My advice is to remember that you are the eyes and ears of the outsider but you have privileged access to the inside of the hospital. That is your value to patients, to the executives and to the board. Use it well but take your time – thoughtful reflection about what can go wrong and why is all too rare, and we need lots more of it at every level of the system. Read chapter 20 of Francis’ report and his excellent account of what a common culture looks like to guide your own inquiry into the culture of the trust. With your fellow directors, develop a medium to long-term plan based on what you find.

Commit yourself to a year-long schedule of informal visits to wards, clinics and departments throughout the hospital. Try to visit at different times of day and night and on different days of the week. Introduce yourself to the staff on arrival and then, quietly and unobtrusively, observe what is happening. You may think this is impossible: that managers will resent you and feel undermined, that staff will behave differently because you are there, that you ought not to disturb patients. Remind yourself when you need to that your role is different from the managers’, because you are not compelled to take action. You have a right and a responsibility to use your eyes and ears: sit or stand quietly to one side, for only a few minutes and you will be surprised at how quickly people forget you are there.

When you do so, you will see for yourself the welcome patients receive; whether they can see the name of the person dealing with them; whether and how staff introduce themselves.
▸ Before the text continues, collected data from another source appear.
PR #1352, opened 2024-10-18
introduce OptionString,

tsteven4:
a replacement for OptionCString. Formats and filters can be manually converted, with the potential to eliminate c character string usage.  In contrast to OptionCString, OptionString can be implicitly cast to a bool or to a const QString&, but not a const char*.

OptionCString::get() usages can often use an implicit cast from OptionString instead, although the usage of get() is still valid.

By using QptionString::get() any of the QString functions that accept a const QString& can be used such as QString::toInt(),, QString::toDouble(), ...


robertlipe (approved):
Seven minutes from merge to turndown is some kind fo a new record. :-)

Darned if that's not a lot cleaner, though.

Since OCS didn't actually go away, I assume there's more. Go for it!

tsteven4:
> Since OCS didn't actually go away, I assume there's more.

There are random usages of c strings, for example xml_parse_time, KmlFormat::kml_lookup_gc_icon, ... .   One intent here is to enable the removal of c strings required by option handling.  That alone requires manual intervention in every format and filter that use non ARGTYPE_BOOL options.  At least we are set up to do this one format/filter at a time as energy allows.  I was encouraged that this already is reducing our dependency on <cctype>, <cstdlib>, <cstring>.  And I agree, cleaner code is a nice benefit as well.

PacketFiend:
Hey fellas,

Wondering if anything more needs to be done with the IGC bits because of this? It does make pretty heavy use of options...

tsteven4:
@PacketFiend I have related changes for igc on deck.

tsteven4:
At this point OptionString::toInt and ::toDouble will ***fatal*** if there is a conversion error, and a non-null status argument was not passed.  This is by far the most common use case.  This might leave a ff_type_serial device in an intermediate state.  This risk can be avoided by adding strict validation of ARGTYPE_INT and ARGTYPE_FLOAT in Vecs.  This was accomplished by adding characterization for options of ARGTYPE_INT and ARGTYPE_FLOAT.  For integers we need to know the base (automatic, 10, 16).  For integers and floats we need to know if trailing data is allowed, typically used to allow units to be entered along with the value.

I plan to add OptionInt and OptionFloat corresponding to ARGTYPE_INT and ARGTYPE_FLOAT, and add methods to those that retrieve the value converted by Vecs instead of converting again.

The overloads of OptionString::toInt and ::toDouble allow the unusual use cases to be identified by a tool such as JetBrains ReSharper.  This was used to help validate the proper introduction of the characterization bits in argtype.

One wrinkle is parse_distance and parse_speed which convert a QString, not an Option*.  Callers may or may not get that string from an Option*.  These cases have all been examined, the characterization bit to allow trailing data set in argtype, and those that were ARGTYPE_STRING have been changed to ARGTYPE_FLOAT.

tsteven4:
> I plan to add OptionInt and OptionFloat corresponding to ARGTYPE_INT and ARGTYPE_FLOAT, and add methods to those that retrieve the value converted by Vecs instead of converting again.

This has been done.  All the conversions of ARGTYPE_INT and ARGTYPE_FLOAT are done in vecs, although they may be done again in parse_distance or parse_speed.

This is ready for some serious review.

PR #1356, opened 2024-10-22
Qtize rgbcolors.

tsteven4:


rgbcolors.cc
```diff
@@ -219,31 +205,28 @@ static int HexByte(const char* hex)
...
+            (match.captured("green").toInt(nullptr, 16) << 8) +
+            (match.captured("blue").toInt(nullptr, 16) << 16));
   }
 
-  for (auto i : color_table) {
-    if (0 == case_ignore_strcmp(cname, i.cn)) {
-      return (i.b << 16) +
-             (i.g << 8) +
-              i.r;
-    }
```
robertlipe, line 244: Do you share my suspicion that contains().does 80% of the work that value() does? 

Nice cleanup!

tsteven4: yes, sometimes supplying a default value with QHash::value(const Key &key, const T &defaultValue) alleviates that concern, but not in this case.

PR #1367, opened 2024-11-01
Use QtLogging Message Pattern to replace MYNAME

tsteven4:
All the action is in main.cc and fatal.cc.  The other 78 files are deletions of MYNAME and descendants.  The bulk of the changes were first done by the following script, the remainder by hand.
```
#!/bin/bash -x
for file in *.cc
do
  sed -i -e 's/MYNAME *"[:-] */"/' $file
  sed -i -e 's/<< *MYNAME *<< *":\? */<< "/' $file
  sed -i -e 's/( *MYNAME *" *:\? */("/' $file
  sed -i -e 's/<< MYNAME "-/<< "/' $file
done
```

### DIFF
--- a/arcdist.cc
+++ b/arcdist.cc
@@ -22,7 +22,7 @@
 #include "arcdist.h"
 
 #include <cmath>                  // for round
-#include <cstdio>                 // for printf, sscanf
+#include <cstdio>                 // for sscanf
 #include <tuple>                  // for tie, tuple
 
 #include <QByteArray>             // for QByteArray
--- a/arcdist.cc
+++ b/arcdist.cc
@@ -198,7 +198,7 @@ void ArcDistanceFilter::process()
   }
   del_marked_wpts();
   if (global_opts.verbose_status > 0) {
-    printf("arc: %u waypoint(s) removed.\n", removed);
+    info("%u waypoint(s) removed.\n", removed);
   }
 }
 
--- a/arcdist.cc
+++ b/arcdist.cc
@@ -190,7 +190,7 @@ void ArcDistanceFilter::process()
         }
         if (global_opts.debug_level >= 1) {
           gbWarning("Including waypoint %s at dist:%f lat:%f lon:%f\n",
-                  qPrintable(wp->shortname), ed->distance, wp->latitude, wp->longitude);
+                  gbLogCStr(wp->shortname), ed->distance, wp->latitude, wp->longitude);
         }
       }
       delete ed;
--- a/arcdist.cc
+++ b/arcdist.cc
@@ -37,7 +37,6 @@
 
 
 #if FILTERS_ENABLED
-#define MYNAME "Arc filter"
 
 #define BADVAL 999999
 
@@ -112,7 +111,7 @@ void ArcDistanceFilter::process()
     QString line;
 
     gpsbabel::TextStream stream;
-    stream.open(arcfileopt, QIODevice::ReadOnly, MYNAME);
+    stream.open(arcfileopt, QIODevice::ReadOnly);
 
     auto* arcpt1 = new Waypoint;
     auto* arcpt2 = new Waypoint;
@@ -134,7 +133,7 @@ void ArcDistanceFilter::process()
       int argsfound = sscanf(CSTR(line), "%lf %lf", &arcpt2->latitude, &arcpt2->longitude);
 
       if ((argsfound != 2) && (line.trimmed().size() > 0)) {
-        warning(MYNAME ": Warning: Arc file contains unusable vertex on line %d.\n", fileline);
+        warning("Warning: Arc file contains unusable vertex on line %d.\n", fileline);
       } else {
         Waypoint* arcpttmp = arcpt1;
         arcdist_arc_disp_wpt_cb(arcpt2);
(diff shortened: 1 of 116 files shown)


tsteven4:
The bulk edit changed printf statements which don't go through the Qt Logging system.  These need adjustment to use the message pattern.

tsteven4:
There is another issue with newlines.  Traditionally we don't implicitly insert them, e.g. with warning(), but at the same time we expect qDebug() << ... to insert them.  gdb in particular expects only explicitly inserted newlines in the DBG printf statements which we want to capture in logging.

tsteven4:
Another issue is the use of printf without a trailing newline.  These are sometimes used to accumulate character output which will  eventually be terminated with a newline.  These newline-less printf statements cannot be logged directly, instead we must transform the character output into lines and log those.  DebugLog is a new class to do that, demonstrated in globalsat_sport.

tsteven4:
gbser and jeeps logging aren't included.

tsteven4:
Making allowances for missing/alternate MYNAME content, the log of testo with "-D 9" added to gpsbabel and the auxiliary functions disabled (\*compare\*, \*check) we have only a few mis-compares (out of 1,251,735 lines).  These are all related to the alternative representation of the g conversion specifier.  The dropped trailing zeros seem to be a bug in QString::vasprintf.  The sign of nan may be implementation defined.  This seem unimportant to me.
```
$ diff log4x log7x
4971c4971
< exif: offs 0x000000CA: ifd=2 id=0x829A t=0x0005 c=   1 s=   8 o=0x00000242 +0.00312500(1/320)
---
> exif: offs 0x000000CA: ifd=2 id=0x829A t=0x0005 c=   1 s=   8 o=0x00000242 +0.003125(1/320)
5070c5070
< exif: offs 0x000000E6: ifd=2 id=0x829A t=0x0005 c=   1 s=   8 o=0x00000258 +0.00800000(1/125)
---
> exif: offs 0x000000E6: ifd=2 id=0x829A t=0x0005 c=   1 s=   8 o=0x00000258 +0.008000(1/125)
5138c5138
< exif: offs 0x000000CA: ifd=2 id=0x829A t=0x0005 c=   1 s=   8 o=0x00000242 +0.00312500(1/320)
---
> exif: offs 0x000000CA: ifd=2 id=0x829A t=0x0005 c=   1 s=   8 o=0x00000242 +0.003125(1/320)
5247c5247
< exif: offs 0x000001B4: ifd=2 id=0x9102 t=0x0005 c=   1 s=   8 o=0x0000026C -nan(0/0)
---
> exif: offs 0x000001B4: ifd=2 id=0x9102 t=0x0005 c=   1 s=   8 o=0x0000026C +nan(0/0)
5253c5253
< exif: offs 0x000001FC: ifd=2 id=0x9206 t=0x0005 c=   1 s=   8 o=0x0000029C -nan(0/0)
---
> exif: offs 0x000001FC: ifd=2 id=0x9206 t=0x0005 c=   1 s=   8 o=0x0000029C +nan(0/0)
```

tsteven4:
The Qt Logging system is line based with implied newlines, while our traditional logging is printf based with explicit newlines.

Sometimes we use multiple printf commands to assemble a line of log output.

Another wrinkle is live status like waypt_status_disp with it's '\r' characters and mtk_logger with it's erase wheel '\b' character and mtk_read's Reading status update with '\b's.  waypt_status_disp can be exercised with a modified dg100.test, but exercising the above portions of mtk requires a device.

To deal with this I created a LegacyLogMessageHandler that we use with our traditional printf based logging.  We use the Qt [defaultMessageHandle](https://github.com/qt/qtbase/blob/d3b5353380797f3b67599ccebc5dc916057681e5/src/corelib/global/qlogging.cpp#L1742-L1760)r for qDebug, qInfo, qWarning, ... and our src/core/logging based messages.  Our legacy handler only formats a message with qFormatLogMessage (which inserts the "id: ", the replacement for MYNAME) on new log lines and outputs any messages regardless of newline content immediately.  The defaultMessageHandler provide by Qt always formats a message with qFormatLogMessage and always uses an implied newline.

tsteven4:
Our legacy logger is currently implemented with QString::vasprintf, as is Qt printf style logging.  If [PIGS_FLY](https://github.com/GPSBabel/gpsbabel/blob/400dcfb7e62ebb7198e99e0b8beb7481f24ca84c/fatal.cc#L34-L47) we can switch back to character string conversion.  QString::vasprintf expects utf-8 encoded format and character strings arguments, while xvasprintf would want local8Bit encoding.  The encoding is switchable be redefining [gbLogCStr ](https://github.com/GPSBabel/gpsbabel/blob/400dcfb7e62ebb7198e99e0b8beb7481f24ca84c/defs.h#L54)

tsteven4:
The "[id]: " message insertion is set up by [setMessagePattern](https://github.com/GPSBabel/gpsbabel/blob/400dcfb7e62ebb7198e99e0b8beb7481f24ca84c/main.cc#L197-L204) in main.  As main runs formats and filters it updates the message pattern.

robertlipe (approved):
Wow! What a slog.

When I first started kicking around the idea of moving to c++ and having formats a s classes, MYNAME was one of the justifications  for doign so. I'm happy you sent this to the grave it deserves.

Thanx!

tsteven4:
One thing not converted is printf usage in gbser*  or jeeps.

PR #1374, opened 2024-11-09
delete obsolete files.

tsteven4:
we have std::optional instead of optionaldouble.h
we have MakeShort class now instead of shortname.cc

we should consider removing src/core/ziparchive.[ch], which haven't made it into production since their introduction in 2015.


robertlipe:
Lgtm

Please feel free to nuke zip, too. I've lost interest in doing Garmin ggz
and kmz. If you don't, I can.

Thanx

PR #1376, opened 2024-11-10
Attestation

tsteven4:


robertlipe:
I know very little about this, but shouldn't we be signing only the
executables in releases and not. Nifjtlies or build artifacts?

tsteven4:
I'm trying to generate attestations for the Continuous Release installers, not the build artifacts.  Unfortunately this stuff only runs after the PR is merged into master.  When we do a release it would be nice if we had attestations for those builds, but that will mean absolutely no post build changes are allowed, and we will need to make sure the release images have attestations.  At this point I just aiming for the Continuous releases.

GPSBabelDeveloper:
I defer to your wisdom.

Perhaps we move to a model of a branch for release (candidate) builds and
attest those and not all the nighrlies and presubmits. There was some other
case that would simplify.

But, again, I defer.  I'm just saying we don't always have to stick with
The Way it's Always Been.

PR #1385, opened 2024-11-17
Refactor GUI map preview

tsteven4:
Among other cleanups this enforces storage of which map items are visible to GMapDlg::model_.  Duplication of this information, for example in GpxItem::visible, has been eliminated.  This allows simplification as we can often use common routines passing a parent or child of the model instead of separate routine for wayoints/tracks/routes. It also improves maintainability and correctness as the possibility of disagreement is eliminated (which could occur previously).   It allows GMapDlg::gpx_ to be const, which ensures we aren't operating on copies of information, as we were in GMapDialog::[show|hide[All[Waypoints|Track|Routes]() (although the code worked anyway, the operation on the temporary copy was just obfuscation.  Overall we are down 347 LOCs.

This started as remove of foreach.  That is readily achievable in the GUI, but fraught with peril in the CLI due to routines that operate on global lists that you may be iterating over.

I still need to turn debug off before merging.

### DIFF
--- a/gui/gmapdlg.cc
+++ b/gui/gmapdlg.cc
@@ -214,6 +214,27 @@ GMapDialog::GMapDialog(QWidget* parent, const Gpx& mapData, QPlainTextEdit* te):
 }
 
 //------------------------------------------------------------------------
+void GMapDialog::trace(const QString& label, const QStandardItem* it)
+{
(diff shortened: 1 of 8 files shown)


GPSBabelDeveloper:
Wow. Thanks!

PR #1387, opened 2024-11-20
cleanup GUI special member functions

tsteven4:
These tidy checks had a large impact:
cppcoreguidelines-prefer-member-initializer
modernize-use-default-member-init
modernize-use-equals-default

Some instances of other tidy issues were resolved:
clang-analyzer-optin.cplusplus.VirtualCall
cppcoreguidelines-special-member-functions
readability-inconsistent-declaration-parameter-name
readability-named-parameter
and others.

Overall we have 1334 fewer tidy checks on our code base, a
reduction of 15% of the total!

The user defined dtor for class SettingGroup was eliminated
by using std::vector<std::unique_ptr<VarSetting>> instead of a
QList of raw pointers.
The user defined dtor for class FilterWidget was eliminated
by using std::vector<std::unique_ptr<FilterOption>> instead of a
QList of raw pointers.

PR #1389, opened 2024-11-25
update dev archive patch for recent PR merge.

tsteven4:
#1387 invalidated previous patch.


robertlipe:
Leave that 'on', please.

tsteven4:
1. I think that would cause trouble.  the dev docker image is a pre-release image with a version # like `GPSBabel 1.9.0+b8068b91` . The intent of that string is to say this was build from 1.9.0 with additional changes from git commit b8068b91 (as is used in other projects).  The "shorter string wins" rule in upgrade.cc is going to suggest an upgrade to 1.9.0.  
2. Not only is an upgrade to 1.9.0 a downgrade, the docker image is only upgradeable by me pushing a new image to dockerhub, after which the user can "docker pull".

You will see if you can tell from the uniforms who is who, and what their role is.  You can look for the written information for patients that is available to staff on the wards; you can see the quality of the physical environment and feel the atmosphere.

Introduce yourself to patients and relatives – find out if they know who is in charge of their care and how they can contact that person should they need to. Talk to the staff – find out what they think of their area of work and of the hospital. What do they like and what frustrates them? What would they like to change and why, and what do they feel they can do about it?

In the course of your visits I can guarantee you will see things that need to change. But – unless you see something that puts patients at risk, in which case you have to report it immediately – don’t produce lists of things that need fixing after each visit. That will reinforce the idea that staff are not trusted to get things right on their own.

Approach the visits and periods of observation instead in a spirit of inquiry, not monitoring. Talk to your fellow board members about what you are doing, keep a journal and find out what lies behind the problems you see and hear about. Be patient and gradually the workings of the hospital will reveal themselves. Be persistent and word will spread that the board is seriously interested in the work of caring for patients and the conditions that make it possible.

Remember, cultures change gradually, not overnight. Choose carefully when to act. Be brave, and gradually staff who believe now that Francis’ talk of a culture of openness, honesty and no blame is a con, might just be prepared to put their trust in you and to take the first step towards real cultural change.